(Data records)
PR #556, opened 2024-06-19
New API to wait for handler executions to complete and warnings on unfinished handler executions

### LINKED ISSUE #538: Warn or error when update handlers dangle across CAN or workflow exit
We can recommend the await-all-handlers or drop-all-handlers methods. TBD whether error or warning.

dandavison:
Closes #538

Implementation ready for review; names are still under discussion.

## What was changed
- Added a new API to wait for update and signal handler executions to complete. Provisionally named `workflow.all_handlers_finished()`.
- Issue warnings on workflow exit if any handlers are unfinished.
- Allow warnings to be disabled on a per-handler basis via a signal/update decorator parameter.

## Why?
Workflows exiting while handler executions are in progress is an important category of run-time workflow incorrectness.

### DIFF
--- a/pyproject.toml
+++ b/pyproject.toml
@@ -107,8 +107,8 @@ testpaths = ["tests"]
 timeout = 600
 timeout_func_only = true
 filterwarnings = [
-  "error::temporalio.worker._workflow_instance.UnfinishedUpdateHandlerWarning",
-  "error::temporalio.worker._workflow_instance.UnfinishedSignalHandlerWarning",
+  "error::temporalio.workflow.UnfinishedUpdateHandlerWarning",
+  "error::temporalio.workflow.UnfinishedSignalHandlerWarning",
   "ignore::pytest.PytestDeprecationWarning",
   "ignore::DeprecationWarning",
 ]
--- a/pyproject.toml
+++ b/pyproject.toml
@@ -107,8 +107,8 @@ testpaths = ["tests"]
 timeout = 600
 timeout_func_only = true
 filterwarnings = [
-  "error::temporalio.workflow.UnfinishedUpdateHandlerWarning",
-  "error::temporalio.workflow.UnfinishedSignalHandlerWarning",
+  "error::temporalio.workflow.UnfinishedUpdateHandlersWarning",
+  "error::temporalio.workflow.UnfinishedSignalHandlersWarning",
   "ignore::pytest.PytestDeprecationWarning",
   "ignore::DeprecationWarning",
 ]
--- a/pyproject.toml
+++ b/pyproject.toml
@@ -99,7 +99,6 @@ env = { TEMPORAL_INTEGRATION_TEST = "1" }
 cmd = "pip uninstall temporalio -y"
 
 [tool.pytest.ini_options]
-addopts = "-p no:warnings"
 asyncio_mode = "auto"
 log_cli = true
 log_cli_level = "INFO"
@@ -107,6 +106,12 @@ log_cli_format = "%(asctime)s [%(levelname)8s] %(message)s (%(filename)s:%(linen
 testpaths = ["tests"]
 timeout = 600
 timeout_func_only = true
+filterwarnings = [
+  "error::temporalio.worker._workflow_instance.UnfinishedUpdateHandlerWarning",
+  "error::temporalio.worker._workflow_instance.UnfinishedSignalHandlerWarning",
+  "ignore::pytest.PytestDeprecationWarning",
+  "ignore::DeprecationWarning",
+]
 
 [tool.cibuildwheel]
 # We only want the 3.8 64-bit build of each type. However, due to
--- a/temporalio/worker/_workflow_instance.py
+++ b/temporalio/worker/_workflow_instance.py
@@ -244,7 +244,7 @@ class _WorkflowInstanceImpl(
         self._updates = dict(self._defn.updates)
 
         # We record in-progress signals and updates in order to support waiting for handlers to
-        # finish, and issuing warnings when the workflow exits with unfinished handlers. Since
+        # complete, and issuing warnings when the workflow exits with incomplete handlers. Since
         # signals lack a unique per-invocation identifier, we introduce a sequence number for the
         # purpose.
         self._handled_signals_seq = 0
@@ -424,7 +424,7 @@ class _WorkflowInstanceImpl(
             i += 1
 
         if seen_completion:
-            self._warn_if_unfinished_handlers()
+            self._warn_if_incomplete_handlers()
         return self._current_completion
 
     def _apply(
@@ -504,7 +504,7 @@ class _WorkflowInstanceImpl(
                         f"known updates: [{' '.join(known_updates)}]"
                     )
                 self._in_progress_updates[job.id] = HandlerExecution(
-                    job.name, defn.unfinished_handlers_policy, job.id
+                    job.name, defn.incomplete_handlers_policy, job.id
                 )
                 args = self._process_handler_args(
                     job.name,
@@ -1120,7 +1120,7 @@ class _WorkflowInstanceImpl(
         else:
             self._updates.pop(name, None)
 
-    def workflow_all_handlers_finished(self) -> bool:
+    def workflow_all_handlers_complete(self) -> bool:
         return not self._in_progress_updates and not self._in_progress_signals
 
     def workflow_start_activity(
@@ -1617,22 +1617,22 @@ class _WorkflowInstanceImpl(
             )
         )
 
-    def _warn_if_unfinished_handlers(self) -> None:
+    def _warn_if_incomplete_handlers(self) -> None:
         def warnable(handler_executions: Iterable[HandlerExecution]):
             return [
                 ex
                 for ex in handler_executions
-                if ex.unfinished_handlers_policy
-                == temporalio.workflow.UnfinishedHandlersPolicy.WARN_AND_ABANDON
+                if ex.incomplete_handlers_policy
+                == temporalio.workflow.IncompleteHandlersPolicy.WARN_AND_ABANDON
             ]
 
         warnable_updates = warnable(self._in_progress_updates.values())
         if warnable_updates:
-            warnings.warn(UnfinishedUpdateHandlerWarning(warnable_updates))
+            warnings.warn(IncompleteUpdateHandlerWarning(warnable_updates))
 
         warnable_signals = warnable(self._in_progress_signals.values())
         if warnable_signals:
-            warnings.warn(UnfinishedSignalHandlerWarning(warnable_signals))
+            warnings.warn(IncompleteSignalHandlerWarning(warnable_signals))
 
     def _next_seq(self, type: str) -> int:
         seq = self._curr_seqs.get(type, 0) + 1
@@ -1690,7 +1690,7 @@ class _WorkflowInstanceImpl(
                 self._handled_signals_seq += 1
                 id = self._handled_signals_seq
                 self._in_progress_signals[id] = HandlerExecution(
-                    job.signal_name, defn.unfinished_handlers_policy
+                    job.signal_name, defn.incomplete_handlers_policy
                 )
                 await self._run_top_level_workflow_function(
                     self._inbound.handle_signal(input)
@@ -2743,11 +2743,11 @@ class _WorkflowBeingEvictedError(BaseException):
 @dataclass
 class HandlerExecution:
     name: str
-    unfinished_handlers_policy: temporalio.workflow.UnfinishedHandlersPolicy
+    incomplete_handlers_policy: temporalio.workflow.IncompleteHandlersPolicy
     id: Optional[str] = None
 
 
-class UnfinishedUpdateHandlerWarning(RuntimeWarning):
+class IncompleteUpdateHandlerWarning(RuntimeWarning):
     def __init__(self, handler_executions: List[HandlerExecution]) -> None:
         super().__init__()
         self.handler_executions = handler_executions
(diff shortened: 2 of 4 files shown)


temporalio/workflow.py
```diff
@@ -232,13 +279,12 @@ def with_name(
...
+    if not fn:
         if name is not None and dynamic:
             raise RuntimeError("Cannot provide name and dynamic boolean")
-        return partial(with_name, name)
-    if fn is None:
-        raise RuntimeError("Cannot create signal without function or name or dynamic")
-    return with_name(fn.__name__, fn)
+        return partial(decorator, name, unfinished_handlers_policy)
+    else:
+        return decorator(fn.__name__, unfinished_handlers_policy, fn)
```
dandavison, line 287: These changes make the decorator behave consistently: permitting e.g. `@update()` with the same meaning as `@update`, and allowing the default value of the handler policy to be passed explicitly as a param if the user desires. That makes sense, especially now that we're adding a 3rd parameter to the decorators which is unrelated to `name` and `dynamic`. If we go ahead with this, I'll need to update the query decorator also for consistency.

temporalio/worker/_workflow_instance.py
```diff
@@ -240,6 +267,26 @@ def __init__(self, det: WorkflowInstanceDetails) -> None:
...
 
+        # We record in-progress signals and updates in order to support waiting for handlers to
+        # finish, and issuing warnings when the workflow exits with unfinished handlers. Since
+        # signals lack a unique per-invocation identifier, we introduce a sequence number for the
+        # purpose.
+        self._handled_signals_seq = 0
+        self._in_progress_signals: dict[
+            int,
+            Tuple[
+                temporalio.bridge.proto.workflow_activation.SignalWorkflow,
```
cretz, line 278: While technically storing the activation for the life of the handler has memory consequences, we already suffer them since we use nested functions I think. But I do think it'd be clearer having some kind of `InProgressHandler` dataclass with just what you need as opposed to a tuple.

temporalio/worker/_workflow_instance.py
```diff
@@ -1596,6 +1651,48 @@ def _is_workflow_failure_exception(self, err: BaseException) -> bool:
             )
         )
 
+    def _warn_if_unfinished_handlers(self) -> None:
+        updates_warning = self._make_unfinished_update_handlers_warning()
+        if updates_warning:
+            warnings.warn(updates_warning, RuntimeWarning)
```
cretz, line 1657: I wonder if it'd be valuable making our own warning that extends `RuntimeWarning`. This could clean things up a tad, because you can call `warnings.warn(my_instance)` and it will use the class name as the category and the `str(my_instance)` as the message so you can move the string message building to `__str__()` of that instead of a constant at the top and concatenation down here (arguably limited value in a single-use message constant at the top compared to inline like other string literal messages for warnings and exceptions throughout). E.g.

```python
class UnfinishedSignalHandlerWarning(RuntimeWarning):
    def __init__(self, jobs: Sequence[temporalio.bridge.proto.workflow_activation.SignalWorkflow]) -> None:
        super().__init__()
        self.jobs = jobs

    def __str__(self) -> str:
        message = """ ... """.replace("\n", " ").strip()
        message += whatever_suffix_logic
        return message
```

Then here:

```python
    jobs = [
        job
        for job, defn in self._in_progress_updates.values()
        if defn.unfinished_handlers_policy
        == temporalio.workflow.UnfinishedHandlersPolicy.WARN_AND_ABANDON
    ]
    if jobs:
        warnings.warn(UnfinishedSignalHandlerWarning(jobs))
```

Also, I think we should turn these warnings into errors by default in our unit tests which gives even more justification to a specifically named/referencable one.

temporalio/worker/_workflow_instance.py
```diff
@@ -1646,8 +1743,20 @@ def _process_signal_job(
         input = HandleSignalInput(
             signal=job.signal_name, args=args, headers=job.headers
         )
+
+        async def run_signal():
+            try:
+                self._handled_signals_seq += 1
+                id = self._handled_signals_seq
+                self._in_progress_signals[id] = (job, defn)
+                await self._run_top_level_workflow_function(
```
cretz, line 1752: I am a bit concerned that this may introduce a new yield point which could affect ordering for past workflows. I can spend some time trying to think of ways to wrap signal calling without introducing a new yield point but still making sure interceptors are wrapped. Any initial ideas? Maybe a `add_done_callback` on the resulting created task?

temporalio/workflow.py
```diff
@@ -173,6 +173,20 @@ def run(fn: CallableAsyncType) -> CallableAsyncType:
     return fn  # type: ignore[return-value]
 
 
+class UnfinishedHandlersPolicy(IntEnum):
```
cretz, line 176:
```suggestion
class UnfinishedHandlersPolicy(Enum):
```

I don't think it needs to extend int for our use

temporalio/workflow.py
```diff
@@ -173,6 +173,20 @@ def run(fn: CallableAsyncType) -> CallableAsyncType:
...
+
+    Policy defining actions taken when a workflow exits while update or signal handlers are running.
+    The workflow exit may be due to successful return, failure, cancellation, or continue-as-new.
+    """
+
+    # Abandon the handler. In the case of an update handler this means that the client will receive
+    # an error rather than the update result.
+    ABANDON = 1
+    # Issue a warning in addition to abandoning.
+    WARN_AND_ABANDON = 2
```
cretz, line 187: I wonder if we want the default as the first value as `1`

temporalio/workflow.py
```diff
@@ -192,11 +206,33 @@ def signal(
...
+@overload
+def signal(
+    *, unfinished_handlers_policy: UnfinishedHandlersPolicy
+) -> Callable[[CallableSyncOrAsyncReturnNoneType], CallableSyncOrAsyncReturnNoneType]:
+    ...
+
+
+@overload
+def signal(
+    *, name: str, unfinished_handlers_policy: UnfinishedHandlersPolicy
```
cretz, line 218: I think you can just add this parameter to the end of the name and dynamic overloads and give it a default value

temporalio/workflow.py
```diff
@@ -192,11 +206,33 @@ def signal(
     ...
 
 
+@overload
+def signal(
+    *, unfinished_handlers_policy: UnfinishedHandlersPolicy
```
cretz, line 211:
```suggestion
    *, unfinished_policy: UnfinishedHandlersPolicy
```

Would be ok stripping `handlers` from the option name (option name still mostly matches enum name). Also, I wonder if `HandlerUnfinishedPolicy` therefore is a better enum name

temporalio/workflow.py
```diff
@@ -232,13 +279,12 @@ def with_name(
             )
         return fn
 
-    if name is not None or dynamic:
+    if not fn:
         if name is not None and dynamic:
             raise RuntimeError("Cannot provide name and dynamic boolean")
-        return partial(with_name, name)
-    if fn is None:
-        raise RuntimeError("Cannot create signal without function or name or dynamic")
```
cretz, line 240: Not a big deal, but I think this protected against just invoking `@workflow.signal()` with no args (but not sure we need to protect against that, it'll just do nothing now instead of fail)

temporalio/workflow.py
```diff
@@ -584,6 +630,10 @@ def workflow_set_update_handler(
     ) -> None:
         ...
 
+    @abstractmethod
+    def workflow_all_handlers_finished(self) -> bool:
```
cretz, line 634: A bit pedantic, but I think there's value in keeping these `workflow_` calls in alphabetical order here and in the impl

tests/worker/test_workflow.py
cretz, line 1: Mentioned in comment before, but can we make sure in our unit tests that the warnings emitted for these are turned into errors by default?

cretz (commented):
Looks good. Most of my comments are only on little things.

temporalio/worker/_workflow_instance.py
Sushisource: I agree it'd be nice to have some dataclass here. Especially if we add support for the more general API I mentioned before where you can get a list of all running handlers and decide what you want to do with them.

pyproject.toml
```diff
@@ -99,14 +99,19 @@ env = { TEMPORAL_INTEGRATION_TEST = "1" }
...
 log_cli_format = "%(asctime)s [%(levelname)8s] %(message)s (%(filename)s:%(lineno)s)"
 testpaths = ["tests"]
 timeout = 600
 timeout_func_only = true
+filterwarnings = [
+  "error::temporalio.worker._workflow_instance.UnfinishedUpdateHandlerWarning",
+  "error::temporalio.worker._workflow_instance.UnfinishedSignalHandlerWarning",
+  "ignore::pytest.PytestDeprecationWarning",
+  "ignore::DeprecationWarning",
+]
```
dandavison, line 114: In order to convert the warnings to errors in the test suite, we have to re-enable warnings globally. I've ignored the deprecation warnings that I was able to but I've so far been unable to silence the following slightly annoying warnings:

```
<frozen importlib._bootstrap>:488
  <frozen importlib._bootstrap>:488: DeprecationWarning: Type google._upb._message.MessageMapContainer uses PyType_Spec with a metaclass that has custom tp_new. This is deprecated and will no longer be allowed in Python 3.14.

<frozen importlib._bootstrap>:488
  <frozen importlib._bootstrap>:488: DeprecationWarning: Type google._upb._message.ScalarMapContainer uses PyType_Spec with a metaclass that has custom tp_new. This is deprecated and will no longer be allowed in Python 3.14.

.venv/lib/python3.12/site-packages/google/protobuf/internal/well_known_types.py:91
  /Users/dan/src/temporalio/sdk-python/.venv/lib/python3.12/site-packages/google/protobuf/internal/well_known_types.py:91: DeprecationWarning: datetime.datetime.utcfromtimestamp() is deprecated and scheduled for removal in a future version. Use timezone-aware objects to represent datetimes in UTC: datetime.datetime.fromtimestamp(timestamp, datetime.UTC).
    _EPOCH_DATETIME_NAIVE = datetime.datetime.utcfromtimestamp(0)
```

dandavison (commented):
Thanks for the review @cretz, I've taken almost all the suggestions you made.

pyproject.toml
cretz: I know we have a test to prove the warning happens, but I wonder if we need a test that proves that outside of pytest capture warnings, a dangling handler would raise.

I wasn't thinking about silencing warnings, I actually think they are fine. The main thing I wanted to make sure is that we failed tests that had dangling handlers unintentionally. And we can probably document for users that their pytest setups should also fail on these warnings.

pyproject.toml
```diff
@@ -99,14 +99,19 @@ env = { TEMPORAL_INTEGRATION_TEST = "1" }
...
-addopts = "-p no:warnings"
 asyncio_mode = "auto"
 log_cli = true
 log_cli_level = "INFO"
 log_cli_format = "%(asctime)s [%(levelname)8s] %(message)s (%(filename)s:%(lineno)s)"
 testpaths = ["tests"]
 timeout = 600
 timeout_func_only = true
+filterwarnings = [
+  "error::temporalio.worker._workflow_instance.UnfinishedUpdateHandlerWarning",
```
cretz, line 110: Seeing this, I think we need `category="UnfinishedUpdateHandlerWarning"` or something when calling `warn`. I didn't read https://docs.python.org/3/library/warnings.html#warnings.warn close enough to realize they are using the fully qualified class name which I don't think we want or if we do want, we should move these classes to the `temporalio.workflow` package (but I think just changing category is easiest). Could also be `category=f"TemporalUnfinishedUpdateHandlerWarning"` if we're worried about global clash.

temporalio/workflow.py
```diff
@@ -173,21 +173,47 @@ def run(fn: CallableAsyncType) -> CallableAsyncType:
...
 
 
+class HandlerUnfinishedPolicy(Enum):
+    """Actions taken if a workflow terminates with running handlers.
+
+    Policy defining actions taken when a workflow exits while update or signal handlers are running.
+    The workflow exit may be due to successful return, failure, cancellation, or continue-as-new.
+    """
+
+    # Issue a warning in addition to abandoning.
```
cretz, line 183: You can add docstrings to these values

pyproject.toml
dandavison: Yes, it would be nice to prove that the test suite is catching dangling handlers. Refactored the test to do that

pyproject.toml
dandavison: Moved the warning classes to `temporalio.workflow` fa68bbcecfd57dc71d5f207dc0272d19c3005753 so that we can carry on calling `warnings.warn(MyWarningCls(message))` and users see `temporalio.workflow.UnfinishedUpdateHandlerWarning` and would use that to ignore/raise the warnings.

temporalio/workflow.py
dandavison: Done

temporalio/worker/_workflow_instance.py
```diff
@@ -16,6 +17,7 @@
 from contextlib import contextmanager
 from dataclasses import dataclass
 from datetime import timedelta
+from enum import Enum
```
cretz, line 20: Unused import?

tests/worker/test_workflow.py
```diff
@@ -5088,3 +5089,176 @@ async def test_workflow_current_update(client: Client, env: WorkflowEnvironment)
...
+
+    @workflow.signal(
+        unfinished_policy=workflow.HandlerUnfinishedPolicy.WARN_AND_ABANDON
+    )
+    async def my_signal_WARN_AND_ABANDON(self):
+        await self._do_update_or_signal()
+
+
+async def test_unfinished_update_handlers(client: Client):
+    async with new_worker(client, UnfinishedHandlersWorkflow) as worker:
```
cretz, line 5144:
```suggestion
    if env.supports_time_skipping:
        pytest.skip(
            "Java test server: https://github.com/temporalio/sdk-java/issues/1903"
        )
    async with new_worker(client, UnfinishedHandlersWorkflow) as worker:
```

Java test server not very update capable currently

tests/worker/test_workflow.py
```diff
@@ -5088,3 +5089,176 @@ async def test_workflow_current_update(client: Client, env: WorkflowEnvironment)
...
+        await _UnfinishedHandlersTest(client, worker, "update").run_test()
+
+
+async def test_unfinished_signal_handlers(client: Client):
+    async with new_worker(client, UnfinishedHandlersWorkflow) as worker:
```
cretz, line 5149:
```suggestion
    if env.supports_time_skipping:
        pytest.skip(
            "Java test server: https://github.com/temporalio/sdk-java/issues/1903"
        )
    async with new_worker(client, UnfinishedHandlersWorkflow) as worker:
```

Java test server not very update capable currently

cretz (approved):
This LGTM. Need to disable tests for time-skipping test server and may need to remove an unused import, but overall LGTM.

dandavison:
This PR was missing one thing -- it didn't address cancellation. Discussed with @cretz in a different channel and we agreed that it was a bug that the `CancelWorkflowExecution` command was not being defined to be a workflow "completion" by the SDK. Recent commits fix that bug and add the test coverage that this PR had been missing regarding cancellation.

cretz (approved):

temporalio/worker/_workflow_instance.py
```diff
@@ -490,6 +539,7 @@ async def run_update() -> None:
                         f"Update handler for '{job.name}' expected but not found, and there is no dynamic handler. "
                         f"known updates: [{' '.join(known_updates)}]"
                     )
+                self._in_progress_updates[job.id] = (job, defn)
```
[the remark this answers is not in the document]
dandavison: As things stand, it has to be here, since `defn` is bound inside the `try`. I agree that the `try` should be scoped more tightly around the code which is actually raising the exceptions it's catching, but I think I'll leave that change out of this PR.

DIRECTIONS
A verbatim transcription is needed of the lines above, starting at the line with "incomplete handlers. Since" and ending at the line with "job.name, defn.incomplete_handlers_policy, job.id", both included, and of nothing else.

EXERCISE RESULT
+        # complete, and issuing warnings when the workflow exits with incomplete handlers. Since
         # signals lack a unique per-invocation identifier, we introduce a sequence number for the
         # purpose.
         self._handled_signals_seq = 0
@@ -424,7 +424,7 @@ class _WorkflowInstanceImpl(
             i += 1
 
         if seen_completion:
-            self._warn_if_unfinished_handlers()
+            self._warn_if_incomplete_handlers()
         return self._current_completion
 
     def _apply(
@@ -504,7 +504,7 @@ class _WorkflowInstanceImpl(
                         f"known updates: [{' '.join(known_updates)}]"
                     )
                 self._in_progress_updates[job.id] = HandlerExecution(
-                    job.name, defn.unfinished_handlers_policy, job.id
+                    job.name, defn.incomplete_handlers_policy, job.id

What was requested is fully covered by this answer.